And the King Said, What a Fantastic Machine
Kunstvoll und rasant montiert aus Archivmaterial und teilweise spektakulären Handyaufnahmen, zeigt der Film, wie fundamental die visuelle Kultur bis heute unsere Gesellschaft geprägt hat von der Camera Obscura und den ersten Laufbildern des Foto-Pioniers Eadweard Muybridge bis zu haarsträubenden privaten Aufnahmen von Adrenalinjunkies im Selfie-Wahn. Mit viel Sinn für die oft absurde Ironie des Lebens werden essenzielle Fragen gestellt, wie Bilder und Medien unsere Wahrnehmung der Welt formen und wie Bilder sowohl die Realität abbilden als auch inszenieren.

Die Filmemacher Axel Danielson & Maximilien Van Aertryck (Ten Meter Tower, Jobs For All!) richten ihre Kameras wieder einmal direkt auf die Gesellschaft, um zu erforschen, zu erklären und aufzuzeigen, wie unsere unkontrollierte Besessenheit von Bildern unser menschliches Verhalten verändert hat. Von Camera Obscura und den Gebrüdern Lumieres bis hin zu Youtube und der Welt der sozialen Medien zeigt der Film, wie wir uns in nur 200 Jahren vom Bild eines Hinterhofs zu einer milliardenschweren Content-Industrie entwickelt haben. Mit der ausschließlichen Verwendung von Archiv- und Found-Footage-Material nutzt der Film genau das Medium, das er untersucht, in einer selbstreflexiven und zugleich urkomischen Montage.

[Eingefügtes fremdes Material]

PR #387, opened 2024-04-05
MNT: numpy 2 and astropy 6.1 compat, bump minversions

### LINKED ISSUE #386: MNT: Drop Python 3.9
To be consistent with astropy v6.1

When it is done here, also do the same for `stsynphot`.

pllim:
### Description

This pull request is to address impending numpy 2.0 release.

Fixes #386

### DIFF
--- a/.github/workflows/ci_workflows.yml
+++ b/.github/workflows/ci_workflows.yml
@@ -66,13 +66,13 @@ jobs:
 
           - name: Test without optional deps
             os: ubuntu-latest
-            python: 3.9
-            toxenv: py39-test
+            python: '3.10'
+            toxenv: py310-test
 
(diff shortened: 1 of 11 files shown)


pllim:
@ariedel , does ETC team want to take this for a spin before I merge? This builds synphot C-ext against numpy 2.x ABI but should still be compatible with numpy 1.x to some degree.

pllim:
Please let me know if you also need an accompanying stsynphot PR though I don't see why because stsynphot does not have C-extension.

ariedel (approved):
The ETC still uses numpy 1.x, but I've taken this branch for a spin and the ETC functions perfectly well with the changes.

“Die Dokumentarfilmer […] wissen ganz genau, wie man die Geschichte der Kamera ausrollt und stellen dabei sehr gelungene Verbindungen zwischen Vergangenheit und Gegenwart her. Das Resultat ist ein vortreffliches Portrait über den gesellschaftlichen medialen Wandel.“ (film-rezensionen.de)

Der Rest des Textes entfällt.